WORK REQUIRED:
Copy out the entries exactly. Print them in full.

Dataset entries:
● ● ● ● ● ● ●

PR #200, opened 2018-05-30
#188: Encode the transaction before displaying the preview

### LINKED ISSUE #188: Encode the transaction before displaying the preview

alexandermushinskiy:
Fixes #188 

Changes:
- rename method `ascii_to_hexa` to `convertAsciiToHexa` to be consistent in naming;
- fix the bug from the issue #190 (multiplied coins);
- move encoding of transaction by cipher provider from send-verify page to send-form page.

### DIFF
--- a/src/app/app.datatypes.ts
+++ b/src/app/app.datatypes.ts
@@ -38,6 +38,7 @@ export class NormalTransaction extends Transaction {
 export class PreviewTransaction extends Transaction {
   from: string;
   to: string;
+  row: string;
 }
 
 export interface Output {
--- a/src/app/app.datatypes.ts
+++ b/src/app/app.datatypes.ts
@@ -38,7 +38,7 @@ export class NormalTransaction extends Transaction {
 export class PreviewTransaction extends Transaction {
   from: string;
   to: string;
-  row: string;
+  encoded: string;
 }
 
 export interface Output {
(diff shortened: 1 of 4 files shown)


src/app/app.datatypes.ts
```diff
@@ -38,6 +38,7 @@ export class NormalTransaction extends Transaction {
 export class PreviewTransaction extends Transaction {
   from: string;
   to: string;
+  row: string;
```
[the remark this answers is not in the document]
alexandermushinskiy: Renamed to "encoded".

src/app/services/wallet.service.ts
```diff
@@ -187,18 +187,14 @@ export class WalletService {
           inputs: txInputs,
           outputs: txOutputs,
           hoursSent: hoursToSend,
-          hoursBurned: totalHours - calculatedHours
+          hoursBurned: totalHours - calculatedHours,
+          row: this.generateRawTransaction(txInputs, txOutputs)
```
Senyoret1: The name must be changed here too, or it will not be possible to send transactions, because `encoded` will always be `undefined`.

alexandermushinskiy: Sorry for the inattention, fixed.

PR #206, opened 2018-05-31
#205: Prod build error

### LINKED ISSUE #205: Prod build error
When using `npm run build` there are some compilation errors that must be fixed. In addition, `.travis.yml` must be modified so that Travis performs a production build as part of the tests it normally performs.

alexandermushinskiy:
Fixes #205 

Changes:
- update `transaction-info` component: show balance only if it's not preview;
- update `.travis.yaml`: add script to perform a production build.

### DIFF
--- a/.travis.yml
+++ b/.travis.yml
@@ -18,6 +18,7 @@ addons:
 
 script:
   - make check
+  - make build
 
 notifications:
   # https://github.com/kvld/travisci-telegram TravisCI Telegram Bot integration
--- a/Makefile
+++ b/Makefile
@@ -1,6 +1,9 @@
 .DEFAULT_GOAL := help
 .PHONY: lint check help
 
+build:
+	npm run build
+
 lint: ## runs lint
 	npm run lint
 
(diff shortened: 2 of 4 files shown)


alexandermushinskiy:
@Senyoret1, yes, you are right, the error because Transaction class didn't have property `balance`.
The `balance` is not calculated when user wants to send coins: this field is not used neither `createTransaction()` nor `SendFormComponent`, so in preview it is undefined, isn't it?

Senyoret1:
Indeed, it is a bit difficult to find and it looks like it should be undefined, but it is not, `balance` is assigned here:
https://github.com/skycoin/skycoin-web/blob/469f0406d487afef6775fcdb2e2958ad20caa67c/src/app/components/pages/send-skycoin/send-skycoin.component.ts#L25-L33

alexandermushinskiy:
I need to fix my attentiveness urgently. It has been fixed.

Senyoret1:
No problem, that happens sometimes :smile:

PR #226, opened 2018-06-01
Fix balance update problems

### LINKED ISSUE #225: Additional problems while updating the balance
When there is an error in the connection to the server to update the balance, the procedure of updating the balance periodically is completelly stoped, until the user refreshes the browser.

Senyoret1:
Fixes #225

Changes:
- If there is an error when connecting to the server, the balance will be updated again after 20 seconds (the timer is restarted as if there were pending transactions).
- The number of minutes that has passed since the last balance update is rounded down.


AndreiIarovoi:
@Senyoret1, we don't have rights (we are not project collaborators) to merge the PR.

PR #244, opened 2018-06-04
#191: Improvements for ConfirmationComponent

### LINKED ISSUE #191: Improvements for ConfirmationComponent
The text content of `ConfirmationComponent` should be centered.

Also, when using `ConfirmationComponent` to confirm if the user really wants to delete a wallet, it should show a `<mat-checkbox>` (like the one used in `OnboardingSafeguardComponent`) that the user must select before being able to confirm the deletion of the wallet, as an extra security measure (taking into account that many users do not read the warnings).

AndreiIarovoi:
Fixes #191 

Changes:
- Added Confirmation to confirm that the user really wants to delete a wallet
- Unit tests has been adjusted
- Minor refactoring of involved components has been done


AndreiIarovoi:
Fixed

src/app/components/pages/wallets/address-detail/wallet-detail.component.ts
```diff
@@ -94,7 +96,11 @@ export class WalletDetailComponent implements OnInit {
   deleteWallet() {
     const dialogRef = this.dialog.open(ConfirmationComponent, {
       width: '500px',
-      data: { text: `${this.deleteConfirmation1} "${this.wallet.label}" ${this.deleteConfirmation2}` }
+      data: {
+        text: `${this.deleteConfirmation1} "${this.wallet.label}" ${this.deleteConfirmation2}`,
+        isCheckboxDisplayed: true,
```
Senyoret1: Please change the name of the property from `isCheckboxDisplayed` to `displayCheckbox`.

AndreiIarovoi: Fixed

● ● ● ● ● ● ●

SOLVED PROBLEM:
PR #200, opened 2018-05-30
#188: Encode the transaction before displaying the preview

### LINKED ISSUE #188: Encode the transaction before displaying the preview

alexandermushinskiy:
Fixes #188 

Changes:
- rename method `ascii_to_hexa` to `convertAsciiToHexa` to be consistent in naming;
- fix the bug from the issue #190 (multiplied coins);
- move encoding of transaction by cipher provider from send-verify page to send-form page.

### DIFF
--- a/src/app/app.datatypes.ts
+++ b/src/app/app.datatypes.ts
@@ -38,6 +38,7 @@ export class NormalTransaction extends Transaction {
 export class PreviewTransaction extends Transaction {
   from: string;
   to: string;
+  row: string;
 }
 
 export interface Output {
--- a/src/app/app.datatypes.ts
+++ b/src/app/app.datatypes.ts
@@ -38,7 +38,7 @@ export class NormalTransaction extends Transaction {
 export class PreviewTransaction extends Transaction {
   from: string;
   to: string;
-  row: string;
+  encoded: string;
 }
 
 export interface Output {
(diff shortened: 1 of 4 files shown)


src/app/app.datatypes.ts
```diff
@@ -38,6 +38,7 @@ export class NormalTransaction extends Transaction {
 export class PreviewTransaction extends Transaction {
   from: string;
   to: string;
+  row: string;
```
[the remark this answers is not in the document]
alexandermushinskiy: Renamed to "encoded".

src/app/services/wallet.service.ts
```diff
@@ -187,18 +187,14 @@ export class WalletService {
           inputs: txInputs,
           outputs: txOutputs,
           hoursSent: hoursToSend,
-          hoursBurned: totalHours - calculatedHours
+          hoursBurned: totalHours - calculatedHours,
+          row: this.generateRawTransaction(txInputs, txOutputs)
```
Senyoret1: The name must be changed here too, or it will not be possible to send transactions, because `encoded` will always be `undefined`.

alexandermushinskiy: Sorry for the inattention, fixed.

PR #206, opened 2018-05-31
#205: Prod build error

### LINKED ISSUE #205: Prod build error
When using `npm run build` there are some compilation errors that must be fixed. In addition, `.travis.yml` must be modified so that Travis performs a production build as part of the tests it normally performs.

alexandermushinskiy:
Fixes #205 

Changes:
- update `transaction-info` component: show balance only if it's not preview;
- update `.travis.yaml`: add script to perform a production build.

### DIFF
--- a/.travis.yml
+++ b/.travis.yml
@@ -18,6 +18,7 @@ addons:
 
 script:
   - make check
+  - make build
 
 notifications:
   # https://github.com/kvld/travisci-telegram TravisCI Telegram Bot integration
--- a/Makefile
+++ b/Makefile
@@ -1,6 +1,9 @@
 .DEFAULT_GOAL := help
 .PHONY: lint check help
 
+build:
+	npm run build
+
 lint: ## runs lint
 	npm run lint
 
(diff shortened: 2 of 4 files shown)


alexandermushinskiy:
@Senyoret1, yes, you are right, the error because Transaction class didn't have property `balance`.
The `balance` is not calculated when user wants to send coins: this field is not used neither `createTransaction()` nor `SendFormComponent`, so in preview it is undefined, isn't it?

Senyoret1:
Indeed, it is a bit difficult to find and it looks like it should be undefined, but it is not, `balance` is assigned here:
https://github.com/skycoin/skycoin-web/blob/469f0406d487afef6775fcdb2e2958ad20caa67c/src/app/components/pages/send-skycoin/send-skycoin.component.ts#L25-L33

alexandermushinskiy:
I need to fix my attentiveness urgently. It has been fixed.

Senyoret1:
No problem, that happens sometimes :smile:

PR #226, opened 2018-06-01
Fix balance update problems

### LINKED ISSUE #225: Additional problems while updating the balance
When there is an error in the connection to the server to update the balance, the procedure of updating the balance periodically is completelly stoped, until the user refreshes the browser.

Senyoret1:
Fixes #225

Changes:
- If there is an error when connecting to the server, the balance will be updated again after 20 seconds (the timer is restarted as if there were pending transactions).
- The number of minutes that has passed since the last balance update is rounded down.


AndreiIarovoi:
@Senyoret1, we don't have rights (we are not project collaborators) to merge the PR.

PR #244, opened 2018-06-04
#191: Improvements for ConfirmationComponent

### LINKED ISSUE #191: Improvements for ConfirmationComponent
The text content of `ConfirmationComponent` should be centered.

Also, when using `ConfirmationComponent` to confirm if the user really wants to delete a wallet, it should show a `<mat-checkbox>` (like the one used in `OnboardingSafeguardComponent`) that the user must select before being able to confirm the deletion of the wallet, as an extra security measure (taking into account that many users do not read the warnings).

AndreiIarovoi:
Fixes #191 

Changes:
- Added Confirmation to confirm that the user really wants to delete a wallet
- Unit tests has been adjusted
- Minor refactoring of involved components has been done


AndreiIarovoi:
Fixed

src/app/components/pages/wallets/address-detail/wallet-detail.component.ts
```diff
@@ -94,7 +96,11 @@ export class WalletDetailComponent implements OnInit {
   deleteWallet() {
     const dialogRef = this.dialog.open(ConfirmationComponent, {
       width: '500px',
-      data: { text: `${this.deleteConfirmation1} "${this.wallet.label}" ${this.deleteConfirmation2}` }
+      data: {
+        text: `${this.deleteConfirmation1} "${this.wallet.label}" ${this.deleteConfirmation2}`,
+        isCheckboxDisplayed: true,
```
Senyoret1: Please change the name of the property from `isCheckboxDisplayed` to `displayCheckbox`.

AndreiIarovoi: Fixed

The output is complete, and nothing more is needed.